§ Exercise
In full and without alteration, print the entries.
>>
Issue #502, opened 2016-12-15
[Feature Request] Producer for AWS Kinesis.


thomasdziedzic:
I am investigating using maxwell for a project and would like to send events to kinesis if possible.
The benefits boil down to the benefits of using a managed service over a self-managed service.
Thoughts?

osheroff:
there's https://github.com/zendesk/maxwell/pull/280/files, which never quite made it across the finish line.  Would happily merge it if someone dusted it off and put it through some productionization paces.

osheroff:
wheee, in 1.7.0

PR #280, opened 2016-02-17
Adding kinesis as producer output sink support

jitendra-1217:
**What?**

Currently maxwell supports `kafka|stdout|file` as output sink. Adding [`kinesis`](https://aws.amazon.com/kinesis/) to that.
## 

**Why?**

Many are too much dependent on aws services, they find it difficult to get started with something not on aws. **Kinesis** would be an alternative to Kafka for such cases.
## 

**Implementation notes:**

_Needs to be fixed, will work on them when get time_
1. It puts results _synchronously_ (blocking call) and doesn't usage callback mechanism (as in [**kpl**](http://docs.aws.amazon.com/kinesis/latest/dev/developing-producers-with-kpl.html)).
2. It will stop/break execution in cases of exceptions of kind (aws kinesis stream resource not found, throughput exceeded exception) and won't attempt to re push the row data.
3. Need to ensure stream is already created in kinesis.
4. Using _database name_ as _partition key_.

PR #505, opened 2016-12-16
implement kinesis support

thomasdziedzic:
see https://github.com/zendesk/maxwell/issues/502 for ticket
see https://github.com/zendesk/maxwell/pull/280 for a previous attempt that was never completed

### DIFF
--- a/config.properties.example
+++ b/config.properties.example
@@ -125,6 +125,9 @@ kafka.metadata.fetch.timeout.ms=5000
 kafka.retries=0
 kafka.acks=1
 
+######### kinesis ####################
+kinesis_stream=maxwell
+
 ######### filter stuff ###############
 
 # filter rows out of Maxwell's output.
--- a/config.properties.example
+++ b/config.properties.example
@@ -87,22 +87,6 @@ password=maxwell
 # function.
 #kafka_partition_hash=default # [default, murmur3]
 
-# controls the input input into the hash function.  Note that this defines
-# which transactions keep ordering with respect to each other.  Generally
-# here you're making a trade-off between inter-row consistency and balanced
-# partitions.
-#kafka_partition_by=database # [database, table, primary_key, column]
-
-# required when using kafka_partition_by=column
-# otherwise the partitioner will revert to table
-# can be a single or multiple columns, e.g. aggregate_id or aggregate_id,event_type
-#kafka_partition_columns=
-
-# required when using kafka_partition_by=column
-# the fallback partitioning behavior when the specified column(s) do not exist
-# can be any one of [database, table, primary_key]
-#kafka_partition_by_fallback=database
-
 # how maxwell writes its kafka key.
 #
 # 'hash' looks like:
@@ -124,6 +108,25 @@ kafka.compression.type=snappy
 kafka.metadata.fetch.timeout.ms=5000
 kafka.retries=0
 kafka.acks=1
+
+####### producer partitioning #######
+# used by kafka and kinesis
+
+# controls the input input into the hash function.  Note that this defines
+# which transactions keep ordering with respect to each other.  Generally
+# here you're making a trade-off between inter-row consistency and balanced
+# partitions.
+#producer_partition_by=database # [database, table, primary_key, column]
+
<<
§ Reply to the exercise
Issue #502, opened 2016-12-15
[Feature Request] Producer for AWS Kinesis.


thomasdziedzic:
I am investigating using maxwell for a project and would like to send events to kinesis if possible.
The benefits boil down to the benefits of using a managed service over a self-managed service.
Thoughts?

osheroff:
there's https://github.com/zendesk/maxwell/pull/280/files, which never quite made it across the finish line.  Would happily merge it if someone dusted it off and put it through some productionization paces.

osheroff:
wheee, in 1.7.0

PR #280, opened 2016-02-17
Adding kinesis as producer output sink support

jitendra-1217:
**What?**

Currently maxwell supports `kafka|stdout|file` as output sink. Adding [`kinesis`](https://aws.amazon.com/kinesis/) to that.
## 

**Why?**

Many are too much dependent on aws services, they find it difficult to get started with something not on aws. **Kinesis** would be an alternative to Kafka for such cases.
## 

**Implementation notes:**

_Needs to be fixed, will work on them when get time_
1. It puts results _synchronously_ (blocking call) and doesn't usage callback mechanism (as in [**kpl**](http://docs.aws.amazon.com/kinesis/latest/dev/developing-producers-with-kpl.html)).
2. It will stop/break execution in cases of exceptions of kind (aws kinesis stream resource not found, throughput exceeded exception) and won't attempt to re push the row data.
3. Need to ensure stream is already created in kinesis.
4. Using _database name_ as _partition key_.

PR #505, opened 2016-12-16
implement kinesis support

thomasdziedzic:
see https://github.com/zendesk/maxwell/issues/502 for ticket
see https://github.com/zendesk/maxwell/pull/280 for a previous attempt that was never completed

### DIFF
--- a/config.properties.example
+++ b/config.properties.example
@@ -125,6 +125,9 @@ kafka.metadata.fetch.timeout.ms=5000
 kafka.retries=0
 kafka.acks=1
 
+######### kinesis ####################
+kinesis_stream=maxwell
+
 ######### filter stuff ###############
 
 # filter rows out of Maxwell's output.
--- a/config.properties.example
+++ b/config.properties.example
@@ -87,22 +87,6 @@ password=maxwell
 # function.
 #kafka_partition_hash=default # [default, murmur3]
 
-# controls the input input into the hash function.  Note that this defines
-# which transactions keep ordering with respect to each other.  Generally
-# here you're making a trade-off between inter-row consistency and balanced
-# partitions.
-#kafka_partition_by=database # [database, table, primary_key, column]
-
-# required when using kafka_partition_by=column
-# otherwise the partitioner will revert to table
-# can be a single or multiple columns, e.g. aggregate_id or aggregate_id,event_type
-#kafka_partition_columns=
-
-# required when using kafka_partition_by=column
-# the fallback partitioning behavior when the specified column(s) do not exist
-# can be any one of [database, table, primary_key]
-#kafka_partition_by_fallback=database
-
 # how maxwell writes its kafka key.
 #
 # 'hash' looks like:
@@ -124,6 +108,25 @@ kafka.compression.type=snappy
 kafka.metadata.fetch.timeout.ms=5000
 kafka.retries=0
 kafka.acks=1
+
+####### producer partitioning #######
+# used by kafka and kinesis
+
+# controls the input input into the hash function.  Note that this defines
+# which transactions keep ordering with respect to each other.  Generally
+# here you're making a trade-off between inter-row consistency and balanced
+# partitions.
+#producer_partition_by=database # [database, table, primary_key, column]
+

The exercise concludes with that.